SUPPLIED RECORDS ▸
# # # # #

PR #2016, opened 2018-05-08
Review API documentation - Closes #1691

### LINKED ISSUE #1691: Review the API documentation and prepare the publishable format
We are in process of closure of `1.0.0`, so need to get ready to publish our API documentation to a publicly accessible location. For these: 

1. Need to review the documentation thoroughly to remove in inconsistency 
2. Add more conceptual details e.g. tag descriptions, endpoint descriptions 
3. Analyze & research the tool/process to convert specification to human readable format 
4. Develop mechanism to publish it to to docs.lisk.io automatically on release

Tschakki:
### What was the problem?
API documentation needs to be finalised.

### How did I fix it?
Updating `swagger.yml`, add missing information.
Add host variable to make swagger interactive.
Regrouped endpoints.
Swagger can be included in our official documentation later.

### Review checklist

* The PR solves #1691 
* Linting passes
* Tests pass


schema/swagger.yml
```diff
@@ -14,20 +14,24 @@
...
 
 # All paths relative to specified basePath
-# basePath: /v1
-
 basePath: /api
 
+# The host (name or ip) serving the API
+#host: 46.101.179.89:5000
+host: localhost:4000
+
```
nazarhussain: Don't make host and IP as static entry. First thing, port value can be different and configureable int he application, secondly instead of localhost one can restrict traffic only listen on local network IP.

schema/swagger.yml
```diff
@@ -42,12 +46,12 @@ tags:
...
-  description: Queue related API calls
 - name: Signatures
   description: Signatures related API calls
 - name: Transactions
   description: Transactions related API calls
+- name: Voters
+  description: Votes related API calls
 - name: Votes
   description: Votes related API calls
 - name: Private
```
nazarhussain: Suggest to change this `Private` to `Forging` or something related. Because this tag applies to endpoint restrict with `config.forging.access.whiteList`

schema/swagger.yml
```diff
@@ -66,9 +70,9 @@ paths:
       - Accounts
       summary: Requests account data
       operationId: getAccounts
-      description:
-        By passing in the appropriate parameters, you can search for
-        matching accounts in the system
+      description: |
+        By passing the appropriate parameters, you can search for matching accounts in the system.
+        Otherwise returns a list of accounts.
```
nazarhussain: I believe we need to rephrase such descriptions, e.g. `By passing the appropriate parameters`  is really not needed to mention. Its something obvious, instead we put more focus on adding more details to parameters documentation.

schema/swagger.yml
```diff
@@ -112,9 +116,9 @@ paths:
       - Accounts
       summary: Requests multisignature groups data
       operationId: getMultisignatureGroups
-      description:
-        By passing in the appropriate options, you can search for a
-        specified account in the system and get its multisignature groups
+      description: |
+        By passing an address of an account, you can search for the specified account in the system.
+        As response, you will get a list of the multisignature groups that this account is member of.
```
nazarhussain: This is an old documentation phrase `By passing an address of an account` when account  was specified as `address` parameter for the request. Instead focus on `multisignature groups `  description.

schema/swagger.yml
```diff
@@ -155,9 +159,9 @@ paths:
       - Accounts
       summary: Requests multisignature memberships data
       operationId: getMultisignatureMemberships
-      description:
-        By passing in the appropriate options, you can search for a
-        specified account in the system and get its multisignature memberships
+      description: |
+        By passing the address of a multisignature group, you can search for the specified account in the system.
+        As response, you will get all members of this particular multisignature group.
```
nazarhussain: Same here

schema/swagger.yml
```diff
@@ -2588,191 +2599,3 @@ definitions:
...
-      - block
-      - nonce
-    properties:
-      nonce:
-        type: string
-        example: sYHEDBKcScaAAAYg
-        minLength: 16
-        maxLength: 16
-      block:
-        $ref: '#/definitions/ReducedBlock'
```
nazarhussain: @Tschakki Why you removed this from specification? These schema's are necessary for the application.

Tschakki:
I think it looks kind of messed up, because I ordered the paths alphabetically,  by moving some of them around. Github doesn't seem to understand it's moved and not changed, bc the code is still too similar, it seems... I will try to make it clearer with changing it back to the old order, and redo this as a very last step.
Btw this PR is still in progress, I will request a review when ready :)

schema/swagger.yml
Tschakki: Alright, removed the host variable from `swagger.yml` for now.

schema/swagger.yml
Tschakki: I decided to remmove the `Private` tag completely, as the API calls are now grouped by their endpoints.

schema/swagger.yml
Tschakki: I simplified the descriptions now

schema/swagger.yml
```diff
@@ -14,18 +14,21 @@
...
 info:
-  description: Lisk API Documentation
   title: Lisk API Documentation
-  version: '1.0.26'
+  description: |
+    Welcome to Lisks API documentation!
+
+    Below you can see all possible API calls, ordered by endpoints.
+
+    By clicking the "Try it out"-button beside each API call, you can test out the API calls and their responses interactively.
```
nazarhussain: We need to update this section further: 

1. Since we don't have that featured enabled and planned for now, so we should remove this line. 
2. Add more details are here, which audience is target for this REST API
3. Small summary on what users can do with current available endpoints 
3. A clearly highlighted notice that current version of API have breaking changes with previous version. 

Out of many see these few examples 

http://api.population.io
https://api.carnivalmobile.com

How they explained the API documentation and provided a bit of detail information on usage of it. Like time formats used in API, some detail about authentication etc.

PR #2017, opened 2018-05-08
Add integration test to cover Peer disconnects - Closes #2002

### LINKED ISSUE #2002: Add integration test to cover Peer disconnects
### Expected behavior
Integration test (or functional test running at least 2 SocketCluster server instances on separate processes) will check the correct behaviour when Peer is disconnected. When Peer gets disconnected, its socket and entry in PeersManager should be removed. 
### Actual behavior
Scenario is missing.
1.0.0

ManuGowda:
### What was the problem?
Missing integration test for peer disconnects
### How did I fix it?
Added scenario for testing peer disconnects
### How to test it?
Run the integration
### Review checklist

* The PR solves #2002 
* Linting passes
* Tests pass


ManuGowda:
@MaciejBaj @jondubois I have modified the peer disconnect logic 
- To use peer(5000) from peer list to avoid an extra dummy client being created with dummy server, this way we always have peer from (5000-5009).
- After these changes I am still getting 220+ estabilshed connection to peer(5000-5009), I have also testes these chanes on `1.0.0-beta.7` branch as well and the results are the same.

# # # # #

PROBLEM REQUIREMENTS ▸
Copy out the data shown above without altering anything.

RESPONSE AREA ▸
PR #2016, opened 2018-05-08
Review API documentation - Closes #1691

### LINKED ISSUE #1691: Review the API documentation and prepare the publishable format
We are in process of closure of `1.0.0`, so need to get ready to publish our API documentation to a publicly accessible location. For these: 

1. Need to review the documentation thoroughly to remove in inconsistency 
2. Add more conceptual details e.g. tag descriptions, endpoint descriptions 
3. Analyze & research the tool/process to convert specification to human readable format 
4. Develop mechanism to publish it to to docs.lisk.io automatically on release

Tschakki:
### What was the problem?
API documentation needs to be finalised.

### How did I fix it?
Updating `swagger.yml`, add missing information.
Add host variable to make swagger interactive.
Regrouped endpoints.
Swagger can be included in our official documentation later.

### Review checklist

* The PR solves #1691 
* Linting passes
* Tests pass


schema/swagger.yml
```diff
@@ -14,20 +14,24 @@
...
 
 # All paths relative to specified basePath
-# basePath: /v1
-
 basePath: /api
 
+# The host (name or ip) serving the API
+#host: 46.101.179.89:5000
+host: localhost:4000
+
```
nazarhussain: Don't make host and IP as static entry. First thing, port value can be different and configureable int he application, secondly instead of localhost one can restrict traffic only listen on local network IP.

schema/swagger.yml
```diff
@@ -42,12 +46,12 @@ tags:
...
-  description: Queue related API calls
 - name: Signatures
   description: Signatures related API calls
 - name: Transactions
   description: Transactions related API calls
+- name: Voters
+  description: Votes related API calls
 - name: Votes
   description: Votes related API calls
 - name: Private
```
nazarhussain: Suggest to change this `Private` to `Forging` or something related. Because this tag applies to endpoint restrict with `config.forging.access.whiteList`

schema/swagger.yml
```diff
@@ -66,9 +70,9 @@ paths:
       - Accounts
       summary: Requests account data
       operationId: getAccounts
-      description:
-        By passing in the appropriate parameters, you can search for
-        matching accounts in the system
+      description: |
+        By passing the appropriate parameters, you can search for matching accounts in the system.
+        Otherwise returns a list of accounts.
```
nazarhussain: I believe we need to rephrase such descriptions, e.g. `By passing the appropriate parameters`  is really not needed to mention. Its something obvious, instead we put more focus on adding more details to parameters documentation.

schema/swagger.yml
```diff
@@ -112,9 +116,9 @@ paths:
       - Accounts
       summary: Requests multisignature groups data
       operationId: getMultisignatureGroups
-      description:
-        By passing in the appropriate options, you can search for a
-        specified account in the system and get its multisignature groups
+      description: |
+        By passing an address of an account, you can search for the specified account in the system.
+        As response, you will get a list of the multisignature groups that this account is member of.
```
nazarhussain: This is an old documentation phrase `By passing an address of an account` when account  was specified as `address` parameter for the request. Instead focus on `multisignature groups `  description.

schema/swagger.yml
```diff
@@ -155,9 +159,9 @@ paths:
       - Accounts
       summary: Requests multisignature memberships data
       operationId: getMultisignatureMemberships
-      description:
-        By passing in the appropriate options, you can search for a
-        specified account in the system and get its multisignature memberships
+      description: |
+        By passing the address of a multisignature group, you can search for the specified account in the system.
+        As response, you will get all members of this particular multisignature group.
```
nazarhussain: Same here

schema/swagger.yml
```diff
@@ -2588,191 +2599,3 @@ definitions:
...
-      - block
-      - nonce
-    properties:
-      nonce:
-        type: string
-        example: sYHEDBKcScaAAAYg
-        minLength: 16
-        maxLength: 16
-      block:
-        $ref: '#/definitions/ReducedBlock'
```
nazarhussain: @Tschakki Why you removed this from specification? These schema's are necessary for the application.

Tschakki:
I think it looks kind of messed up, because I ordered the paths alphabetically,  by moving some of them around. Github doesn't seem to understand it's moved and not changed, bc the code is still too similar, it seems... I will try to make it clearer with changing it back to the old order, and redo this as a very last step.
Btw this PR is still in progress, I will request a review when ready :)

schema/swagger.yml
Tschakki: Alright, removed the host variable from `swagger.yml` for now.

schema/swagger.yml
Tschakki: I decided to remmove the `Private` tag completely, as the API calls are now grouped by their endpoints.

schema/swagger.yml
Tschakki: I simplified the descriptions now

schema/swagger.yml
```diff
@@ -14,18 +14,21 @@
...
 info:
-  description: Lisk API Documentation
   title: Lisk API Documentation
-  version: '1.0.26'
+  description: |
+    Welcome to Lisks API documentation!
+
+    Below you can see all possible API calls, ordered by endpoints.
+
+    By clicking the "Try it out"-button beside each API call, you can test out the API calls and their responses interactively.
```
nazarhussain: We need to update this section further: 

1. Since we don't have that featured enabled and planned for now, so we should remove this line. 
2. Add more details are here, which audience is target for this REST API
3. Small summary on what users can do with current available endpoints 
3. A clearly highlighted notice that current version of API have breaking changes with previous version. 

Out of many see these few examples 

http://api.population.io
https://api.carnivalmobile.com

How they explained the API documentation and provided a bit of detail information on usage of it. Like time formats used in API, some detail about authentication etc.

PR #2017, opened 2018-05-08
Add integration test to cover Peer disconnects - Closes #2002

### LINKED ISSUE #2002: Add integration test to cover Peer disconnects
### Expected behavior
Integration test (or functional test running at least 2 SocketCluster server instances on separate processes) will check the correct behaviour when Peer is disconnected. When Peer gets disconnected, its socket and entry in PeersManager should be removed. 
### Actual behavior
Scenario is missing.
1.0.0

ManuGowda:
### What was the problem?
Missing integration test for peer disconnects
### How did I fix it?
Added scenario for testing peer disconnects
### How to test it?
Run the integration
### Review checklist

* The PR solves #2002 
* Linting passes
* Tests pass


ManuGowda:
@MaciejBaj @jondubois I have modified the peer disconnect logic 
- To use peer(5000) from peer list to avoid an extra dummy client being created with dummy server, this way we always have peer from (5000-5009).
- After these changes I am still getting 220+ estabilshed connection to peer(5000-5009), I have also testes these chanes on `1.0.0-beta.7` branch as well and the results are the same.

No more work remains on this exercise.